Exercise aim:
Filter the entries down to the lines containing "bucket", and copy those lines.

Source records:
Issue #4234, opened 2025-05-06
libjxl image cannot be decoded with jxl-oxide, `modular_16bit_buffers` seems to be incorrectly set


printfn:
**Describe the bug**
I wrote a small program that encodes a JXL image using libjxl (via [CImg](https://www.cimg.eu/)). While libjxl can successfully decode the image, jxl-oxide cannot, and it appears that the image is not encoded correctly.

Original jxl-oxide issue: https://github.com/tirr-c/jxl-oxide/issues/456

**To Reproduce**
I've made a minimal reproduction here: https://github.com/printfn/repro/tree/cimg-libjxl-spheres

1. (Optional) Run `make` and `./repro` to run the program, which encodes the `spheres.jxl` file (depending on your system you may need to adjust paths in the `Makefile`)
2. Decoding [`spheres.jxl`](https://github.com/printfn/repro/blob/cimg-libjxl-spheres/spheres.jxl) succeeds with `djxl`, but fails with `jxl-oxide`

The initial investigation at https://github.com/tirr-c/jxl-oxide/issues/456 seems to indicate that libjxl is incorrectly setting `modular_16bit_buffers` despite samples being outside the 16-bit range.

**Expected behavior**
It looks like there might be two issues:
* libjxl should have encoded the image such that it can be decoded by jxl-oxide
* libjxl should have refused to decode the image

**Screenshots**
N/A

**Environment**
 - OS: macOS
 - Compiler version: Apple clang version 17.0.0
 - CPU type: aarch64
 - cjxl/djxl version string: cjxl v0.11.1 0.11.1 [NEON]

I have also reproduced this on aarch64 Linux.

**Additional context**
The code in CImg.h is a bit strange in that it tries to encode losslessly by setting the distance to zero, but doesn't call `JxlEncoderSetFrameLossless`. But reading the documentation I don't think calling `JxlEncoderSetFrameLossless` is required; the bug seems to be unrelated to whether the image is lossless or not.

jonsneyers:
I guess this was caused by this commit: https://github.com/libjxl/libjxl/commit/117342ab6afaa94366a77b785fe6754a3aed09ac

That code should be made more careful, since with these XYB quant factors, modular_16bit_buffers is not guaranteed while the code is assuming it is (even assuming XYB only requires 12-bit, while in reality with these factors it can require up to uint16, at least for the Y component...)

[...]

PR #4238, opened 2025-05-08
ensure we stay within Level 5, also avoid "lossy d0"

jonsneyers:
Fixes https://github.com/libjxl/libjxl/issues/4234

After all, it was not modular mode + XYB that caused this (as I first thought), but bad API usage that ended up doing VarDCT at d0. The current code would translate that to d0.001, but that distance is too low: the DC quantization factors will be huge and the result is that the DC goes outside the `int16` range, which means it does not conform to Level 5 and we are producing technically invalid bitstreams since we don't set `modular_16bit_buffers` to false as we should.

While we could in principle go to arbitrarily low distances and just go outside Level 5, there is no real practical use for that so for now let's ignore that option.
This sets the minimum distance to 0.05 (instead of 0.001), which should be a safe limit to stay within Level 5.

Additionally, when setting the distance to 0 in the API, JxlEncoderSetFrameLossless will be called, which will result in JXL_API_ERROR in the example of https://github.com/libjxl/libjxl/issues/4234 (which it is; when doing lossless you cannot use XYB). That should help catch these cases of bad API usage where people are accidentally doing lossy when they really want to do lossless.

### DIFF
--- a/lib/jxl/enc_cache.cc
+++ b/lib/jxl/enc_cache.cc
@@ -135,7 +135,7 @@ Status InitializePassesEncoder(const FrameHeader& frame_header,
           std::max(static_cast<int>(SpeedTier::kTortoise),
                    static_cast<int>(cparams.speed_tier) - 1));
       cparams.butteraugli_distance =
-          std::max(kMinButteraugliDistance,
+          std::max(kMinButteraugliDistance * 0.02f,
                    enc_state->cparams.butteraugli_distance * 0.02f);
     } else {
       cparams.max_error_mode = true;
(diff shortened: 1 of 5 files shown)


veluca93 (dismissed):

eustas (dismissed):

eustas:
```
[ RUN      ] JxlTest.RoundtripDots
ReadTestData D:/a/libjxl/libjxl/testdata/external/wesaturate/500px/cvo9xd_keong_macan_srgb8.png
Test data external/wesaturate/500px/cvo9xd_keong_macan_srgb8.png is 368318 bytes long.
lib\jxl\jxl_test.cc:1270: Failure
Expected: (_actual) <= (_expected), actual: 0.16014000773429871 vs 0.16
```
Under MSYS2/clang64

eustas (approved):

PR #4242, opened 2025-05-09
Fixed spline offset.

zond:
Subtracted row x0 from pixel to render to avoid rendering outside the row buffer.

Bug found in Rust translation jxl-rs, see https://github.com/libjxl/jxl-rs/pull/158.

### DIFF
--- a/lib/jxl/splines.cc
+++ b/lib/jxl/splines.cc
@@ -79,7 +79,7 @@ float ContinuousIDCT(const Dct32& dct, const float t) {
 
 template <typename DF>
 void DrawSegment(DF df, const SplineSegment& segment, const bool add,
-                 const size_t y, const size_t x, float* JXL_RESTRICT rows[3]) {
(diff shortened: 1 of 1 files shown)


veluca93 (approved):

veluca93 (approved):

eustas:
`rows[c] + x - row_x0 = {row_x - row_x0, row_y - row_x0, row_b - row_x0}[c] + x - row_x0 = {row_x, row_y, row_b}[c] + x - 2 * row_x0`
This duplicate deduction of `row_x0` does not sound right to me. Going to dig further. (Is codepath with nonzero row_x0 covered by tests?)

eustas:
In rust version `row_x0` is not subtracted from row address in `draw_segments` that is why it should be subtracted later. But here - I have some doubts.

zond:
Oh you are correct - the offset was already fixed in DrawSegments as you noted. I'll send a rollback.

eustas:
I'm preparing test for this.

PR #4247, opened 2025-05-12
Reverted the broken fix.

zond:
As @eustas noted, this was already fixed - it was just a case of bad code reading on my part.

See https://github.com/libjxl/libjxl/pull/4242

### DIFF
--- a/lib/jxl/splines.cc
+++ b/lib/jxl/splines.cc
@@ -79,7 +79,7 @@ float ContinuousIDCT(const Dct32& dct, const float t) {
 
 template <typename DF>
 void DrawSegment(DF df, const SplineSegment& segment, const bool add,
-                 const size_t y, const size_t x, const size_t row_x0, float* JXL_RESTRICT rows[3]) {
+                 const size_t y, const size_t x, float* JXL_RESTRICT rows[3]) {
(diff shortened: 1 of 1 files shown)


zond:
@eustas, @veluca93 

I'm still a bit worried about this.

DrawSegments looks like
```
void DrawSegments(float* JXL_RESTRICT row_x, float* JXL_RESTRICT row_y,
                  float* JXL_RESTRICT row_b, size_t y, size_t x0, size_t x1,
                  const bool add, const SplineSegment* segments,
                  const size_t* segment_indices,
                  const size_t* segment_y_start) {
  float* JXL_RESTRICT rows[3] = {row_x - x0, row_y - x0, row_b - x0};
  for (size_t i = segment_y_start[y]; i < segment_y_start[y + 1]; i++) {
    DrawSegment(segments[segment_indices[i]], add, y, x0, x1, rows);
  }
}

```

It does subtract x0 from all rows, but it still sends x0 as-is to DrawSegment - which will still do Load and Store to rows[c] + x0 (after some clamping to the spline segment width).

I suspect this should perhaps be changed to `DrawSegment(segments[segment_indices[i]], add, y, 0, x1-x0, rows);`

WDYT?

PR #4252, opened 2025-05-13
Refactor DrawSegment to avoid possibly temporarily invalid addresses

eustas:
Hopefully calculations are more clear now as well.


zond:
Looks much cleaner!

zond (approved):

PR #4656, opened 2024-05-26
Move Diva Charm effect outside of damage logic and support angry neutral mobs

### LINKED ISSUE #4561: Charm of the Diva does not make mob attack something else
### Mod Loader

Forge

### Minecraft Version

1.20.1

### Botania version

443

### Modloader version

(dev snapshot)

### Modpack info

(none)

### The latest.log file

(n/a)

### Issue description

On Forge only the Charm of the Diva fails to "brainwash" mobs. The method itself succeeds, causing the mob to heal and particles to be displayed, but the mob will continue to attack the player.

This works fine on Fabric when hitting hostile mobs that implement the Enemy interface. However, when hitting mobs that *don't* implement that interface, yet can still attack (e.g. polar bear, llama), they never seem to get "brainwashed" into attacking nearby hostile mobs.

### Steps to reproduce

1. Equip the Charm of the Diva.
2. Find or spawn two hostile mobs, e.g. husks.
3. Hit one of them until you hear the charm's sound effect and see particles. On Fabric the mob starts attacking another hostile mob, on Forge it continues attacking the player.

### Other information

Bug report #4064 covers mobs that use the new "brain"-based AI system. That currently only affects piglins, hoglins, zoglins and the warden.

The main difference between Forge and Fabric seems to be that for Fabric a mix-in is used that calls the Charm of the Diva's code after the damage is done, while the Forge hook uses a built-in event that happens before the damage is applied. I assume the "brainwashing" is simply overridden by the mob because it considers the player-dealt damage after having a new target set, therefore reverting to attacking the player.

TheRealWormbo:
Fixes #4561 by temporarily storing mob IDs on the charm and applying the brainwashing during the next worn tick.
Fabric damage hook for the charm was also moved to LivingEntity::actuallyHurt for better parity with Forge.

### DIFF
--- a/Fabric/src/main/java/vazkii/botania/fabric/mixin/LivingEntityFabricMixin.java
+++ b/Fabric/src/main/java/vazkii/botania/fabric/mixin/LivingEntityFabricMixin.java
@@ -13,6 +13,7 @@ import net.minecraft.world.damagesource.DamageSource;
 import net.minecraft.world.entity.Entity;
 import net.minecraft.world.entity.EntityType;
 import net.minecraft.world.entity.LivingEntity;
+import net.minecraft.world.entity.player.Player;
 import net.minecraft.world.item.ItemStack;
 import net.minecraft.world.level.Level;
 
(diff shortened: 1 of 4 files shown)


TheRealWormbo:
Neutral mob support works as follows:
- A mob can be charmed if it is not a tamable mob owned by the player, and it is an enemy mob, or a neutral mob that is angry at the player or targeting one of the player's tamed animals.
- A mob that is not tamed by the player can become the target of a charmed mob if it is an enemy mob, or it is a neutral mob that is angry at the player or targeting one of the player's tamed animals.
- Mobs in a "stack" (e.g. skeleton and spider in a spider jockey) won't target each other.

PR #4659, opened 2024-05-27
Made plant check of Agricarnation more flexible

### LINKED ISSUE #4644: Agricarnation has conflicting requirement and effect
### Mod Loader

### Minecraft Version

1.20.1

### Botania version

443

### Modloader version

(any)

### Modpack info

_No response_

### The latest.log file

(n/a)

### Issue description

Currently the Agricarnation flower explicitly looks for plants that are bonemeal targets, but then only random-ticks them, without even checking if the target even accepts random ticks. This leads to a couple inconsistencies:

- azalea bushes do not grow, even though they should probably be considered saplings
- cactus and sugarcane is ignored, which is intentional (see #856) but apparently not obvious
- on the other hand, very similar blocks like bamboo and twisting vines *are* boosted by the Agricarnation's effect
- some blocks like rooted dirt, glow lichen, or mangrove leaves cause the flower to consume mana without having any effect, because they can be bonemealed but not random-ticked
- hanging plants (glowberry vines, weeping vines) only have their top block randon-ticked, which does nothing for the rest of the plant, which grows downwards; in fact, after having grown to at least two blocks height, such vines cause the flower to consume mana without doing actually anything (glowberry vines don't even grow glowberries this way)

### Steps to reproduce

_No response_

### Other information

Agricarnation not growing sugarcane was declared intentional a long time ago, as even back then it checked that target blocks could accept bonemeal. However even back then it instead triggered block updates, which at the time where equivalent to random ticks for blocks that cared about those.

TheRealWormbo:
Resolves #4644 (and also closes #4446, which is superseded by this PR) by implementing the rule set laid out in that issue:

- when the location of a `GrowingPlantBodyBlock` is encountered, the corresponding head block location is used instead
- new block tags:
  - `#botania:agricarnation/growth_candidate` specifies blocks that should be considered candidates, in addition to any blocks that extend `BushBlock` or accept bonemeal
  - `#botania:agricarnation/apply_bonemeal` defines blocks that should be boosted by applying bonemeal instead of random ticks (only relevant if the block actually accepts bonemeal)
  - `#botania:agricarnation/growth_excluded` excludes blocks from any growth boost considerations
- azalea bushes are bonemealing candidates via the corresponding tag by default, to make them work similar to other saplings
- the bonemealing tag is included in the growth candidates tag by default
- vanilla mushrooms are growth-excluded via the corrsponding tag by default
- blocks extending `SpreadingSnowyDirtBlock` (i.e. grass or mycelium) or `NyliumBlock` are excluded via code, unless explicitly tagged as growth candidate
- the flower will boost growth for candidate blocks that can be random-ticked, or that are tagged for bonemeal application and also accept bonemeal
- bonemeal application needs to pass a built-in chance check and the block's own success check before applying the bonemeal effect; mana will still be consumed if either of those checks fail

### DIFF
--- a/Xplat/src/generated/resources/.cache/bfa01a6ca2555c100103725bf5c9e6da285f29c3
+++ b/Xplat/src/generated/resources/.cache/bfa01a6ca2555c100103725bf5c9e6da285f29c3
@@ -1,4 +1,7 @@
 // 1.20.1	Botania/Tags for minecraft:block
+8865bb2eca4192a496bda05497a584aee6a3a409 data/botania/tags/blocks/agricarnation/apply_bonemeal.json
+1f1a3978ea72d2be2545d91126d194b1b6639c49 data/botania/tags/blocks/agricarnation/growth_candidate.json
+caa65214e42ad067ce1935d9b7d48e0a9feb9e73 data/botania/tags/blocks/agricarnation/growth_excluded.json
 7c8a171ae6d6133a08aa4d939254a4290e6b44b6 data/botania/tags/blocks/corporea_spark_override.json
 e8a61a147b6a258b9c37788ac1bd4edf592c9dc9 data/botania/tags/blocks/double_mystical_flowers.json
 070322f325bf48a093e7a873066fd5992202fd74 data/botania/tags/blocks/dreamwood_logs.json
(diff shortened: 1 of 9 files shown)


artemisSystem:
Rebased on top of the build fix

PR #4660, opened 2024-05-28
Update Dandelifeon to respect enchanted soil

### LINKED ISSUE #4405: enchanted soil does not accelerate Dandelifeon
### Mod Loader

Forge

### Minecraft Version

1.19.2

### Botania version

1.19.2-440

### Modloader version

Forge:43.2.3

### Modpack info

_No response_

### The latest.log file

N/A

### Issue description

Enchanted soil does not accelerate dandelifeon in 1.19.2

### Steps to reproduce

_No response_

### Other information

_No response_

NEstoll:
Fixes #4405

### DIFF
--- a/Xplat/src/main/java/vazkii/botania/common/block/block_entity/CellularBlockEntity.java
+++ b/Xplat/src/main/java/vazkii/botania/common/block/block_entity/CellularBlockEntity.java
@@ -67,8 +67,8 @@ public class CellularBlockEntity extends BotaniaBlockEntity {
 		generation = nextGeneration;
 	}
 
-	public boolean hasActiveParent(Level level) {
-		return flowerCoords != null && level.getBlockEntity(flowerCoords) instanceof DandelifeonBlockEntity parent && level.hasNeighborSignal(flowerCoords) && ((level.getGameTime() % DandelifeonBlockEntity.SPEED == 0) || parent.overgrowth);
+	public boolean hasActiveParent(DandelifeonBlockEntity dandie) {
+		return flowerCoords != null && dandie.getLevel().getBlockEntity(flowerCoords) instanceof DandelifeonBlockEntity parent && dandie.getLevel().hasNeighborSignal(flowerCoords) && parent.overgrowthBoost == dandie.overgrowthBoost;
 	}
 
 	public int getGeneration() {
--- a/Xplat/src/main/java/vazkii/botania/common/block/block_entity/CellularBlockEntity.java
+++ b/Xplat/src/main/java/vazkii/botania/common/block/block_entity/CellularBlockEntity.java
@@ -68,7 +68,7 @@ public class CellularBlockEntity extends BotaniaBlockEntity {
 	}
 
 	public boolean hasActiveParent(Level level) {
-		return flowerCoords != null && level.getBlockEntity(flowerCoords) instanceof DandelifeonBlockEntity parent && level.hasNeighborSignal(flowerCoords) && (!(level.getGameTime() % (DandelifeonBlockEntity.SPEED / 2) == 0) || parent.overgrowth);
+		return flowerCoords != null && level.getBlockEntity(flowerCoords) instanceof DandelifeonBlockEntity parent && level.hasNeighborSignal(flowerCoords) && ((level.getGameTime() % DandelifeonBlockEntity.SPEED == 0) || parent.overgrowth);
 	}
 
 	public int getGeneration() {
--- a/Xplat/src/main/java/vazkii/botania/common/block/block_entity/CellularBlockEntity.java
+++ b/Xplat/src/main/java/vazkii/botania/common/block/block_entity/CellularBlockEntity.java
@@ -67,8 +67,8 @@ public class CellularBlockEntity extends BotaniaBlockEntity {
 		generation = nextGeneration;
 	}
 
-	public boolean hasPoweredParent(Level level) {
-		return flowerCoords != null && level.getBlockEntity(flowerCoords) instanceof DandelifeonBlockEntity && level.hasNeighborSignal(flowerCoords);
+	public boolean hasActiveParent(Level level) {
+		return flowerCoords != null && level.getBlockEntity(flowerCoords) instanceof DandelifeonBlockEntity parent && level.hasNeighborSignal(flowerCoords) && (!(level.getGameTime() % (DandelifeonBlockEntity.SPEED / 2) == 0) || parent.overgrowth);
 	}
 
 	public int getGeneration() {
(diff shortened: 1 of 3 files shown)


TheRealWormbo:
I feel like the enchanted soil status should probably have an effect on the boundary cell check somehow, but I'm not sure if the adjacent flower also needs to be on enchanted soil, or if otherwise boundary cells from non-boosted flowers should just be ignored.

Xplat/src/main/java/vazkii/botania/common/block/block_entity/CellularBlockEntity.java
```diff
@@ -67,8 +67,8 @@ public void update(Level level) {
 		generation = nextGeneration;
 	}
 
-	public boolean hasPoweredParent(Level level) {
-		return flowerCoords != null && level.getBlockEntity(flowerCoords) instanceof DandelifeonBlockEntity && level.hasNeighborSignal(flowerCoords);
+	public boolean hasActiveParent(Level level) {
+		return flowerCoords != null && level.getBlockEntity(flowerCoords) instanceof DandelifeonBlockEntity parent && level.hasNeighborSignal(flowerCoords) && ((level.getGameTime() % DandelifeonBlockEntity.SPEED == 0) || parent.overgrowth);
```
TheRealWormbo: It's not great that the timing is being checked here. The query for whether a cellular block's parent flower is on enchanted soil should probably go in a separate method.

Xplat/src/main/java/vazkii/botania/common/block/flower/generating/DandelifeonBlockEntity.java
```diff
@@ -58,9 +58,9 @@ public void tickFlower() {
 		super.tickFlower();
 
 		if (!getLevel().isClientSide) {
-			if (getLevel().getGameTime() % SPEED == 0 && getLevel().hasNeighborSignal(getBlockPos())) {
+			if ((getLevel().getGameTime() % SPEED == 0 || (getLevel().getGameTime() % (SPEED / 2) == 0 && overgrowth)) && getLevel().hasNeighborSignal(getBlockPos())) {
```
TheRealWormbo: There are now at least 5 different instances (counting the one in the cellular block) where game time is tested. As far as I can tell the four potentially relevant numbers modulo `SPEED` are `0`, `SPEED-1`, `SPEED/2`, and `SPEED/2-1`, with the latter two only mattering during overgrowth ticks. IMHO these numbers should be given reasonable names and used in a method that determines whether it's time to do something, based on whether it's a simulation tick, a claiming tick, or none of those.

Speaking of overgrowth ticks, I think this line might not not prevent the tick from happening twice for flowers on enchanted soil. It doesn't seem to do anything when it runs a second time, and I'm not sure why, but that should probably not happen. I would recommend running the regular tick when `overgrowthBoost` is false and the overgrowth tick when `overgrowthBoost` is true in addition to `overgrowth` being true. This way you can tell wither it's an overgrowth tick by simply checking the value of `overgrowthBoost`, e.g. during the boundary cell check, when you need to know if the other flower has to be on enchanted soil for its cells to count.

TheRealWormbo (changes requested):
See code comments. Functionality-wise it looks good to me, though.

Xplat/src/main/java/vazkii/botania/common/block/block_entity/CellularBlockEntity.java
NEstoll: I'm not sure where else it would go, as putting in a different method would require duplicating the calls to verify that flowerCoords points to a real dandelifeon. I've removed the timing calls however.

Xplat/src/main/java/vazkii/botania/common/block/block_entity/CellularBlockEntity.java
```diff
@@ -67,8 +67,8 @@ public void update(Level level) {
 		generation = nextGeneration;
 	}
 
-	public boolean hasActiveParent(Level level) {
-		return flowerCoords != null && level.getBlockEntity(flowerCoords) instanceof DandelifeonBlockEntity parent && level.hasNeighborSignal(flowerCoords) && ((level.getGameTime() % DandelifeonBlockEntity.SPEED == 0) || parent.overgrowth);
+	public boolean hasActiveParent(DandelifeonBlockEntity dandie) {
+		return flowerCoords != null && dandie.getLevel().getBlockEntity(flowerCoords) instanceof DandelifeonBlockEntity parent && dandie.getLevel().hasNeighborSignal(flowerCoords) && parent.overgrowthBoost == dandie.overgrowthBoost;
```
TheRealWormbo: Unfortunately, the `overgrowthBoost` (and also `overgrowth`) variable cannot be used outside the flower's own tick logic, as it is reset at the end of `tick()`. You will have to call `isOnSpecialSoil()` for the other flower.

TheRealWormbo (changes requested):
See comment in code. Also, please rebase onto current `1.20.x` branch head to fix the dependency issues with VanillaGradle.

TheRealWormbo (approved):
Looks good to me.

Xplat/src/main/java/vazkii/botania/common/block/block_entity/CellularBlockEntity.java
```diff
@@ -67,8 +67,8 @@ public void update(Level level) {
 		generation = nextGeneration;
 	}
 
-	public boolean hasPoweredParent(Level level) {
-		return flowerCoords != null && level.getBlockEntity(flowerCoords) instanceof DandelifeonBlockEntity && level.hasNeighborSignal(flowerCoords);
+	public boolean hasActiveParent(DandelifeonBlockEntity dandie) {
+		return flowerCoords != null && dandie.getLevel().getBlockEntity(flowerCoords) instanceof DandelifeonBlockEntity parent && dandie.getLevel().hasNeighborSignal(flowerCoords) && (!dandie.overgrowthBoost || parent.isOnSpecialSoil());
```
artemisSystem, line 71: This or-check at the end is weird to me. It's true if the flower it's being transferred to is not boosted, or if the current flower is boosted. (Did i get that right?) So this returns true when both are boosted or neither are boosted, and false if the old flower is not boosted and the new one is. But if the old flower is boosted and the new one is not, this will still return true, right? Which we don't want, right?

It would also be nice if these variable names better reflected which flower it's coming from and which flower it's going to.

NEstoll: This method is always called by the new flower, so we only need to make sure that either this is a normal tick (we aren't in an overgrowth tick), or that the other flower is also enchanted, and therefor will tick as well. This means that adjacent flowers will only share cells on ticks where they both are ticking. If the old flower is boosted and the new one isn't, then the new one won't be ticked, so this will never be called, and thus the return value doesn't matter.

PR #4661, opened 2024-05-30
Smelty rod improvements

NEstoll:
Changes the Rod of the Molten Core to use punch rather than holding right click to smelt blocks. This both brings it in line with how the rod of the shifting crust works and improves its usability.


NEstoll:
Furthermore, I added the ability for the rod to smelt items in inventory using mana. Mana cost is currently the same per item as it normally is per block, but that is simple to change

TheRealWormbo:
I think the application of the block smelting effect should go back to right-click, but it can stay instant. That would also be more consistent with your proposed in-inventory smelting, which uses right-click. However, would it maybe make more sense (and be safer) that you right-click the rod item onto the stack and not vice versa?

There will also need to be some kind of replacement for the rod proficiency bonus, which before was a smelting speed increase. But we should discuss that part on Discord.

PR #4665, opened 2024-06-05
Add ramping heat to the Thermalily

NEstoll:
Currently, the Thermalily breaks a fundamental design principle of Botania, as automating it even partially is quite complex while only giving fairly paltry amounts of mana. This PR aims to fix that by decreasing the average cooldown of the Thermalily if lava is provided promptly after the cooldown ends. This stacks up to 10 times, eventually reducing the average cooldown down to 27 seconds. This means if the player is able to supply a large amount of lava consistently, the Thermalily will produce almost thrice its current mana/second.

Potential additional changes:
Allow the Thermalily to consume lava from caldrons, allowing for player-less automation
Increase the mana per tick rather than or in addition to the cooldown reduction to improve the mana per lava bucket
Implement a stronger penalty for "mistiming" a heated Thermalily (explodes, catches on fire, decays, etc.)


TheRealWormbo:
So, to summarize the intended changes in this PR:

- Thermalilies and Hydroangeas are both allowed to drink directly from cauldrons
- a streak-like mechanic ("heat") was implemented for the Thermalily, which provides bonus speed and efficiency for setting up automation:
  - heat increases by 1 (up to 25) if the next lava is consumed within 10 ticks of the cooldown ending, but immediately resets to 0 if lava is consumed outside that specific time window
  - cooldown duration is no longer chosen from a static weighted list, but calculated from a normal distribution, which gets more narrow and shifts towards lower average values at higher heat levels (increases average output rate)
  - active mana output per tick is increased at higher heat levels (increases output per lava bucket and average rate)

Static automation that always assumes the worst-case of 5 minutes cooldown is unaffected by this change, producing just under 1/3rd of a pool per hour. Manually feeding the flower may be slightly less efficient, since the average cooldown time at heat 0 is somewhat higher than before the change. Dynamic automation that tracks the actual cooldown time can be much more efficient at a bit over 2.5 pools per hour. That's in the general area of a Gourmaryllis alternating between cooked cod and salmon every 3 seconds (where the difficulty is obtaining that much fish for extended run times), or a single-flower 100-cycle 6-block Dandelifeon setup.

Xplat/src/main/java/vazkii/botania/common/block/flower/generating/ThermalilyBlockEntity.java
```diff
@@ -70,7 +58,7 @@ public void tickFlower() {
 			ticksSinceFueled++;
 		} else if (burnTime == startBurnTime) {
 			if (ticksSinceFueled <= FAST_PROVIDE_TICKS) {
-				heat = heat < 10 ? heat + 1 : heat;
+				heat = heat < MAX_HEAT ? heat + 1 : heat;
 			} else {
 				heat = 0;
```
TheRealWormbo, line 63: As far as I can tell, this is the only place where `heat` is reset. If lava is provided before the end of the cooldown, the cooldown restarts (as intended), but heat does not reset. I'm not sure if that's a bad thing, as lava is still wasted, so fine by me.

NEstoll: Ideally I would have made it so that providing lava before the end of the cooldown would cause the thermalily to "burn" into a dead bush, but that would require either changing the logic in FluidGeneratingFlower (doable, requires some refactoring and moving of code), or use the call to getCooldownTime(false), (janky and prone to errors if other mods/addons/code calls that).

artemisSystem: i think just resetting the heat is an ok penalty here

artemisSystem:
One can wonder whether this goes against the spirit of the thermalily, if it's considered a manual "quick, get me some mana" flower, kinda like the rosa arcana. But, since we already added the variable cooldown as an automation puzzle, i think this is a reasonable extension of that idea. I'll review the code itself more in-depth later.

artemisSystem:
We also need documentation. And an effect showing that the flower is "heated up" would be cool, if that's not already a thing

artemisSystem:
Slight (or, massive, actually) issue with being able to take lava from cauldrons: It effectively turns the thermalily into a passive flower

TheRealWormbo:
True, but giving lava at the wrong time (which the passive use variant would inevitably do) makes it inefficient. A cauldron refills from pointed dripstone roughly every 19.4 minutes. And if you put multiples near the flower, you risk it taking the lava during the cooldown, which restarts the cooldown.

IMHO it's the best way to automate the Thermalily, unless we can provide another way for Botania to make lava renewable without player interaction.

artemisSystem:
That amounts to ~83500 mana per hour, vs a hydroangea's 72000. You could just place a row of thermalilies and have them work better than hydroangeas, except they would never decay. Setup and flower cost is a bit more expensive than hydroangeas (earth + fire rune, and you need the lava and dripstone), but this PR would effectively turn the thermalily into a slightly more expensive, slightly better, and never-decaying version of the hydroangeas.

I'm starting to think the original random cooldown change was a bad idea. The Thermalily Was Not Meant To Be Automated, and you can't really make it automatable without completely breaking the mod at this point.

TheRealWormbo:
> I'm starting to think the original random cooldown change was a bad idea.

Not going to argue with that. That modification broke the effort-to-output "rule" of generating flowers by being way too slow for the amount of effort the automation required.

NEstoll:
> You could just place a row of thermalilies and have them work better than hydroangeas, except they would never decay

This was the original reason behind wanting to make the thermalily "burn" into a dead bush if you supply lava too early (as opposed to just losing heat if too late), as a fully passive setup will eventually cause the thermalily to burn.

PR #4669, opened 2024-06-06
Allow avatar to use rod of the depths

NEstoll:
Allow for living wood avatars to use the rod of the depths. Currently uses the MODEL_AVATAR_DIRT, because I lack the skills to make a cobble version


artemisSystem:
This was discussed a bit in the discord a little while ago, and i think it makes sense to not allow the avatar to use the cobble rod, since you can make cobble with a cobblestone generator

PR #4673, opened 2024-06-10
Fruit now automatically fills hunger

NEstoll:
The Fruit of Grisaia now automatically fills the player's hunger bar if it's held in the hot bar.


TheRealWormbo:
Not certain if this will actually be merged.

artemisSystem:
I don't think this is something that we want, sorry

Your response:
Increase the mana per tick rather than or in addition to the cooldown reduction to improve the mana per lava bucket
  - active mana output per tick is increased at higher heat levels (increases output per lava bucket and average rate)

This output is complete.